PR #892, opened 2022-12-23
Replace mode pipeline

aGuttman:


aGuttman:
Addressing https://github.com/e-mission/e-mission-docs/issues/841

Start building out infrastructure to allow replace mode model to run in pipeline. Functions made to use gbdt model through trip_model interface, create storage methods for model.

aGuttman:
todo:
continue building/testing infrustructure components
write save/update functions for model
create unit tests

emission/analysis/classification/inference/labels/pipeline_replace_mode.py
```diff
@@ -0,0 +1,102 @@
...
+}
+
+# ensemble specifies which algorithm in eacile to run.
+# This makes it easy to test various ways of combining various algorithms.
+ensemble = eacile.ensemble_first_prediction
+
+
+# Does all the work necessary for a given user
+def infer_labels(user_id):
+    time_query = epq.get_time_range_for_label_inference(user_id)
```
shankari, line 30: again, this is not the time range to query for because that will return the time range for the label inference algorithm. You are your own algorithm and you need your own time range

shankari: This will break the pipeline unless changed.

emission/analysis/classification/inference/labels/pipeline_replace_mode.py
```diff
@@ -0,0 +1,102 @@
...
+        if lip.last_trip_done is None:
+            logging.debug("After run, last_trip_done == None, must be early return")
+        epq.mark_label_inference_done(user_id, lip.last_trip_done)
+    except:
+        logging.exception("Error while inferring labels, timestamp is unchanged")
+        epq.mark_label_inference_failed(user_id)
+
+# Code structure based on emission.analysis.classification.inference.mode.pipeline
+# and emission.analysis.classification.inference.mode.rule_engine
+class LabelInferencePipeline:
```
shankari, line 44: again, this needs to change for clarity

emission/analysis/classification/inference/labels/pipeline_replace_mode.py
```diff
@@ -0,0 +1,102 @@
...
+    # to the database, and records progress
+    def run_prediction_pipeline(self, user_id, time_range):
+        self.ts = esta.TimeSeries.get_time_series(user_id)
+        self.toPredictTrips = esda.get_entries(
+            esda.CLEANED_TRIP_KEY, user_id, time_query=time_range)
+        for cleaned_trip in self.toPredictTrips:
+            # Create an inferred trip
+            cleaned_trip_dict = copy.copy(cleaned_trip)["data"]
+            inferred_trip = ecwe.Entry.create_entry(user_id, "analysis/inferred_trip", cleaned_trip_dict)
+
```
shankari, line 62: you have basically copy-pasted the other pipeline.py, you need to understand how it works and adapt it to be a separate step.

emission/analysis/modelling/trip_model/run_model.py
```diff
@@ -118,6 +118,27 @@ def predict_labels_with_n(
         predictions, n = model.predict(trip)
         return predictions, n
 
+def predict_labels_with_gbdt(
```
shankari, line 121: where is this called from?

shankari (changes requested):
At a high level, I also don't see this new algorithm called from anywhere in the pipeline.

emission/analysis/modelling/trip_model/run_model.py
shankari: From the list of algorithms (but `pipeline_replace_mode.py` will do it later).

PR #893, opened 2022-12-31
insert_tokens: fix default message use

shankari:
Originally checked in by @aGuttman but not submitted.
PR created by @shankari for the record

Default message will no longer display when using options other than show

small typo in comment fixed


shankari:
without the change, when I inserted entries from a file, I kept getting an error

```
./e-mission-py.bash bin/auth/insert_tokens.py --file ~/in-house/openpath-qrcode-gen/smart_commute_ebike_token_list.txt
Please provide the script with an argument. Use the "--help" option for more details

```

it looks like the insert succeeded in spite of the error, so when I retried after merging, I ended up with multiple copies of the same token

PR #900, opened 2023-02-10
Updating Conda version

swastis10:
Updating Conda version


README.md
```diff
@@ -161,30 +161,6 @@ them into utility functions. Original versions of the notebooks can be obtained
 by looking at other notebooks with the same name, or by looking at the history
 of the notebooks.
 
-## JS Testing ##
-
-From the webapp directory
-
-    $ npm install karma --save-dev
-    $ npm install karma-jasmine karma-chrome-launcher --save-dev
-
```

**ACTION ITEM**. Show all lines in the preceding material that have "same" in them.

**RESPONSE TO THE EXERCISE**.
it looks like the insert succeeded in spite of the error, so when I retried after merging, I ended up with multiple copies of the same token
 by looking at other notebooks with the same name, or by looking at the history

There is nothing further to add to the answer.